**Exercise aim:**
In the records below, find each line containing the word "document" and copy it.

::::

PR #46832, opened 2026-03-11
[processor/tailsampling] Handle `Dropped` decision for late-arriving spans

57Ajay:
fixes #46800
  ### The Problem
  see issue #46800 
  ### The Fix
  
  Add `samplingpolicy.Dropped` to the `NotSampled` case in the late-arrival switch:
  ```go
  // Before
  case samplingpolicy.NotSampled:
      tsp.releaseNotSampledTrace(id, actualData)
  
  // After
  case samplingpolicy.NotSampled, samplingpolicy.Dropped:
      tsp.releaseNotSampledTrace(id, actualData)
  ```
  
  This is consistent with the batch decision path, which already treats `Dropped` the same as
  `NotSampled` (i.e. release the trace without forwarding).
  
  ### Testing
  
  Added `TestLateArrivingSpanDroppedDecisionNoWarning` which:
  - Configures a mock policy that returns `Dropped`
  - Sends a span, waits for the decision to be made
  - Sends a late-arriving span for the same trace
  - Injects a `zap/observer` logger to capture warnings
  - Asserts that no `"Unexpected sampling decision"` warning is emitted
  - Asserts that the late span is not forwarded downstream

### DIFF
--- a/.chloggen/fix-tailsampling-dropped-decision-warning.yaml
+++ b/.chloggen/fix-tailsampling-dropped-decision-warning.yaml
@@ -1,0 +1,6 @@
+change_type: bug_fix
+component: processor/tail_sampling
+note: Handle `Dropped` sampling decision for late-arriving spans instead of logging spurious "Unexpected sampling decision" warning.
+issues: [46800]
+subtext:
+change_logs: []
--- a/processor/tailsamplingprocessor/processor.go
+++ b/processor/tailsamplingprocessor/processor.go
@@ -815,7 +815,7 @@ func (tsp *tailSamplingSpanProcessor) processTrace(id pcommon.TraceID, rss ptrac
 		traceTd := ptrace.NewTraces()
 		appendToTraces(traceTd, rss)
 		tsp.forwardSpans(tsp.ctx, traceTd)
-	case samplingpolicy.NotSampled:
+	case samplingpolicy.NotSampled, samplingpolicy.Dropped:
 		// TODO: I don't think this is correct? If it isn't sampled shouldn't we just do nothing?
 		tsp.releaseNotSampledTrace(id, actualData)
 	default:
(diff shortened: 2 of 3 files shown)


.chloggen/fix-tailsampling-dropped-decision-warning.yaml
```diff
@@ -0,0 +1,6 @@
+change_type: bug_fix
+component: processor/tailsampling
```
paulojmdias:
```suggestion
component: processor/tail_sampling
```

processor/tailsamplingprocessor/processor.go
```diff
@@ -815,7 +815,7 @@ func (tsp *tailSamplingSpanProcessor) processTrace(id pcommon.TraceID, rss ptrac
 		traceTd := ptrace.NewTraces()
 		appendToTraces(traceTd, rss)
 		tsp.forwardSpans(tsp.ctx, traceTd)
-	case samplingpolicy.NotSampled:
+	case samplingpolicy.NotSampled, samplingpolicy.Dropped:
```
john-morales, line 818: Hello - I also happened to come across this same issue and left a comment about it over [on this discussion thread.](https://github.com/open-telemetry/opentelemetry-collector-contrib/discussions/45440)

While you're here, I also looked at this `TODO` immediately below by @csmarchbanks and think he's right that the call to `tsp.releaseNotSampledTrace()` should be removed.

Right now, a practical consequence of leaving the call there is that the not sampled `DecisionHook`'s are being invoked again due to these late spans, even though a decision was already made for this trace, which invoked the hooks before. (Further, when the hooks are invoked again here, their `.ReceivedBatches` have [already been cleared out](https://github.com/57Ajay/opentelemetry-collector-contrib/blob/fix/46800-dropped-decision-Unexpected-sampling-decision/processor/tailsamplingprocessor/processor.go#L619-L620).) My understanding (and happy to be corrected) is that the intention of the hooks is they're meant to only be invoked exactly once, at decision evaluation time. Therefore I believe it's indeed the case that when the previous decision was `NotSampled` (or now `Dropped`, too) that this path would be more correct to simply do nothing.

Sorry for chiming in on the side here. I was preparing the same fix and see you beat me to it, so figured I'd share this other piece I already looked into. Feel free to ignore - happy to file separate issue for it.

PR #46834, opened 2026-03-11
[receiver/chronyreceiver] Support cross-namespace unixgram replies with file_mount_path

sheurich:
### Summary

Add `file_mount_path` to `chronyreceiver` so it can receive `unixgram` replies when the collector and `chronyd` run in different network namespaces that share a filesystem volume.

Go's default abstract `unixgram` autobind does not work across namespaces. With `file_mount_path` set, the receiver binds its local reply socket in a shared directory instead.

### Guardrails included

- validate that `file_mount_path` exists and is a directory
- reject values that would produce overlong Unix socket paths
- preserve peer receiver sockets
- clean up generated reply sockets on dial failure, scrape completion, and shutdown
- dial a fresh socket per scrape so stale queued datagrams are not reused

### Testing

Unit coverage includes:
- `file_mount_path` config validation, including non-directory and overlong-path cases
- generated socket cleanup on successful scrapes, dial errors, and read errors
- per-scrape dialing to prevent stale queued datagrams from prior scrapes
- multi-receiver behavior that preserves peer sockets
- end-to-end wiring from factory to chrony client

Closes #46833


.chloggen/chronyreceiver-local-endpoint.yaml
```diff
@@ -0,0 +1,31 @@
+# Use this changelog template to create an entry for release notes.
+
+# One of 'breaking', 'deprecation', 'new_component', 'enhancement', 'bug_fix'
+change_type: enhancement
+
+# The name of the component, or a single word describing the area of concern, (e.g. receiver/filelog)
+component: receiver/chronyreceiver
```
paulojmdias:
```suggestion
component: receiver/chrony
```

sheurich:
Thanks for the workflow approvals, @paulojmdias! I just pushed a fix for the CI failures — the lint issues (unexported return type, octal literal style, err shadowing, gci formatting) and the Windows test failure (hardcoded `/tmp` path) should all be resolved now. Happy to address any feedback on the changes.

receiver/chronyreceiver/README.md
```diff
@@ -65,6 +70,25 @@ receivers:
...
+```yaml
+receivers:
+  chrony:
+    endpoint: unix:///run/chrony/chronyd.sock
+    local_endpoint: unix:///run/chrony/otel-reply.sock
+    timeout: 10s
+    collection_interval: 10s
+```
+
+The socket file at `local_endpoint` is automatically cleaned up before each request and after
```
atoulme: What is the corresponding chrony configuration?

sheurich: Added the chrony.conf `bindcmdaddress` directive and a shared-volume note to the cross-container section.

danjeffery (approved):

danjeffery:
Sorry about the presumptuous approval. This has been tested to work, but I missed this was not a fork I was approving.

sheurich:
CI is green and there are no unresolved threads. @MovieStoreGuy @jamesmoessis would you have a chance to take a look? Thanks!

mx-psi:
@atoulme could you take another look?

receiver/chronyreceiver/internal/chrony/client.go
```diff
@@ -99,3 +126,20 @@ func (c *client) getContext(ctx context.Context) (context.Context, context.Cance
...
+		return nil
+	}
+	if err != nil {
+		return err
+	}
+	if fi.Mode().Type()&os.ModeSocket == 0 {
+		return fmt.Errorf("local_endpoint path %q exists but is not a socket", path)
+	}
+	return os.Remove(path)
+}
```
MovieStoreGuy: The collector should not delete any files that are not directly created and managed by the collector directly.

.chloggen/chronyreceiver-local-endpoint.yaml
```diff
@@ -0,0 +1,31 @@
...
+issues: [46833]
+
+# (Optional) One or more lines of additional information to render under the primary note.
+# These lines will be padded with 2 spaces and then inserted directly into the document.
+# Use pipe (|) for multiline entries.
+subtext: |
+  When the collector and chronyd run in separate containers with different network
+  namespaces, Go's default abstract socket autobind fails because abstract sockets
+  are namespace-scoped. The new local_endpoint option binds the client socket to a
+  filesystem path on a shared volume, allowing chronyd to reply across namespaces.
```
MovieStoreGuy: Reading this implies that there is some additional configuration required for chronyd? 

Is there an example of how this is set up?

receiver/chronyreceiver/internal/chrony/client.go
```diff
@@ -32,36 +35,60 @@ type clientOption func(c *client)
...
 	ctx, cancel := c.getContext(ctx)
 	defer cancel()
 
+	if c.localAddr != "" && c.proto == "unixgram" {
+		if err := removeIfSocket(c.localAddr); err != nil {
+			return nil, err
+		}
+		defer func() { _ = removeIfSocket(c.localAddr) }()
+	}
+
```
MovieStoreGuy: Does it need to create and delete the local socket on each request to get tracking data?

MovieStoreGuy (changes requested):
As a user, I don't think this would make it clear as to why I would want to set an additional path. 

May I suggest the following changes is:
```golang 
type Config struct {
  // FileMountPath is used when the collector is running within a docker container, 
  // This allows the receiver to configure a local socket address so they can communicate across the network namespaces. 
  // It is expected that this file path mounts the folder that chronyd has access to. 
  FileMountPath string
}
```

And then from there, if the FileMountPath exists, then you create a random socket for the lifetime of the receiver to avoid adding additional pressure on the kernel to always provide you a fresh socket.

sheurich (commented):
@MovieStoreGuy Thanks for the review! I've pushed an update addressing all three points:

1. **Blind file deletion**: Removed `removeIfSocket`. To ensure we only delete sockets we've created, the client now appends its own process ID to the `local_endpoint` path (e.g. `otel-reply.1234.sock`). We no longer risk deleting files we don't own.
2. **Recreating the connection**: The client now maintains the `unixgram` connection across repeated `GetTrackingData` calls instead of creating and tearing down the socket on each request. The socket is cleanly closed and removed when the scraper shuts down.
3. **Chrony daemon configuration**: No additional chrony configuration is required beyond the standard `bindcmdaddress` which users already use to enable Unix sockets in chronyd. The daemon will automatically reply to the client's dynamically bound socket path on the shared volume.

sheurich (commented):
@MovieStoreGuy Good points! I have updated the PR to fully incorporate both pieces of feedback:

1. **`local_endpoint` -> `file_mount_path`**: The config field has been renamed to `file_mount_path` to make it clearer that users just need to supply the mounted directory path (e.g., `/run/chrony`), rather than a full socket URI. 
2. **Random Socket Names**: The receiver now generates a random socket filename (e.g., `otel-chrony-a1b2c3d4.sock`) inside `file_mount_path` for the lifetime of the receiver. This completely eliminates the `EADDRINUSE` collisions on container restarts (since it no longer relies on the PID which is often `1`) and avoids kernel pressure since the socket is created once and reused across all scrapes.

sheurich (commented):
The current implementation dials once on the first `GetTrackingData` call and holds the connection for the lifetime of the receiver. `Close()` tears down the connection and removes the socket file when the scraper shuts down.

The latest commit (`a3a7d7bc`) also adds startup cleanup: `WithFileMountPath` now globs `otel-chrony-*.sock` in the directory and removes stale socket files left by a prior crash. Only entries with `os.ModeSocket` are removed; regular files are left untouched.

sheurich:
@MovieStoreGuy All three points from your review are addressed. The latest commit also adds directory validation on `file_mount_path` and stale socket cleanup on startup. Ready for re-review when you have a chance.

receiver/chronyreceiver/internal/chrony/client.go
```diff
@@ -32,43 +40,87 @@ type clientOption func(c *client)
...
+}
+
+// cleanupStaleSockets removes leftover otel-chrony-*.sock files from a
+// previous collector run that did not shut down cleanly. Only Unix socket
+// files are removed; regular files are left untouched.
+func cleanupStaleSockets(dir string) {
+	matches, err := filepath.Glob(filepath.Join(dir, "otel-chrony-*.sock"))
+	if err != nil {
+		return
+	}
```
MovieStoreGuy, line 69: In the event that you have more than receiver, this could conflict with each other and delete the other socket. 

May I suggest the client stores its address and only removes its own socket and ignores the rest?

MovieStoreGuy (commented):
The changes make more sense to me, just one thing to ensure that more than receiver doesn't conflict with each other and it is good to go.

receiver/chronyreceiver/internal/chrony/client.go
sheurich: I updated this so the receiver no longer scans and removes other `otel-chrony-*.sock` files on startup. It now only cleans up its own socket on shutdown, and I added a regression test for the multi-receiver case. Latest commit: `6bf1ab15cc`.

receiver/chronyreceiver/internal/chrony/client.go
```diff
@@ -77,25 +119,47 @@ func (c *client) GetTrackingData(ctx context.Context) (*Tracking, error) {
...
 
 	return context.WithTimeout(ctx, c.timeout)
 }
+
+func generateLocalAddr(dir string) (string, error) {
+	b := make([]byte, 4)
+	if _, err := rand.Read(b); err != nil {
+		return "", fmt.Errorf("generate local socket name: %w", err)
+	}
+	return filepath.Join(dir, fmt.Sprintf("otel-chrony-%x.sock", b)), nil
```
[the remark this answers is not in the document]
sheurich: Addressed in 39656c3157.

   `New` now fails fast when `file_mount_path` would generate a Unix socket path that exceeds the platform `sockaddr_un` limit, instead of deferring that failure to scrape-time bind errors. The change also adds a regression test for overlong mount paths and updates the Unix-socket tests to use short temp dirs on macOS so they continue to exercise the intended behavior.

MovieStoreGuy (approved):
Thank you for sticking with this and sorry for my delay to reviewing.

PR #48434, opened 2026-05-16
[connector/signaltometrics] Add feature gate to change default error_mode to ignore

### LINKED ISSUE #48419: [connector/signaltometrics] Change default `error_mode` to `ignore`
### Component(s)

connector/signaltometrics

The `error_mode` determines how the connector handles errors that occur while processing an OTTL condition or statement. The current default value is `propagate`, which can result in valid data being dropped.

To improve resiliency, we could changing the default value to `ignore`. In this mode, errors are logged for visibility, but valid data is preserved, and processing continues with the next condition or statement.

singhvishalkr:
The `error_mode` in the signaltometrics connector determines how errors during OTTL condition or statement processing are handled. The current default is `propagate`, which can drop valid data when an error occurs.

This PR adds a feature gate `connector.signaltometrics.defaultErrorModeIgnore` that when enabled changes the default to `ignore`. In this mode, errors are logged for visibility but valid data is preserved and processing continues.

The feature gate allows gradual rollout of this breaking change.

Fixes #48419


singhvishalkr:
Still intended, keeping this draft open while the first non-draft PR progresses.

singhvishalkr:
The prerequisite routing connector PR has merged, so I moved this follow-up out of draft for review.

PR #48435, opened 2026-05-16
[processor/tailsampling] Add feature gate to change default error_mode to ignore

### LINKED ISSUE #48420: [processor/tailsampling] Change default `error_mode` to `ignore`

singhvishalkr:
I noticed the `tailsampling` processor's `ottl_condition` policy type defaults to `error_mode: propagate`, which drops the entire payload when any OTTL condition encounters an error. This can be unexpected - a single malformed record causes data loss.

This PR adds a feature gate `processor.tailsamplingprocessor.defaultErrorModeIgnore` that, when enabled, changes the default to `ignore`. With this setting, records that fail OTTL evaluation are skipped but other valid records are preserved. I modeled this on the same feature gates I just added for the routing and signaltometrics connectors (#48418, #48419).

The feature gate starts at alpha stage. Users can opt-in via `--feature-gates=processor.tailsamplingprocessor.defaultErrorModeIgnore`. Once stability is proven, the gate can progress to beta/stable to make `ignore` the permanent default.

Changes:
- Added feature gate definition in `metadata.yaml`
- Updated `processor.go` to use the feature-gated default when `error_mode` is not explicitly set
- Added docs to `OTTLConditionCfg.ErrorMode` explaining the feature gate
- Added unit test covering both gate states
- Created changelog entry

Fixes #48420

### DIFF
--- a/.chloggen/tailsampling-default-error-mode-ignore.yaml
+++ b/.chloggen/tailsampling-default-error-mode-ignore.yaml
@@ -1,0 +1,9 @@
+change_type: enhancement
+component: processor/tailsampling
+note: Add `processor.tailsamplingprocessor.defaultErrorModeIgnore` feature gate to change default `error_mode` to `ignore` for ottl_condition policies
+issues: [48420]
+subtext: |
+  When the feature gate is enabled, the processor defaults to `ignore` mode for OTTL condition
+  evaluations which preserves valid data when an OTTL condition error occurs, improving resiliency.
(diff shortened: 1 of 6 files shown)


singhvishalkr:
Still intended, keeping this draft open while the first non-draft PR progresses.

singhvishalkr:
Still intended. Keeping this one draft while the signaltometrics follow-up goes through review, so only one follow-up is active at a time.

::::

**Task result:**
+# These lines will be padded with 2 spaces and then inserted directly into the document.
[the remark this answers is not in the document]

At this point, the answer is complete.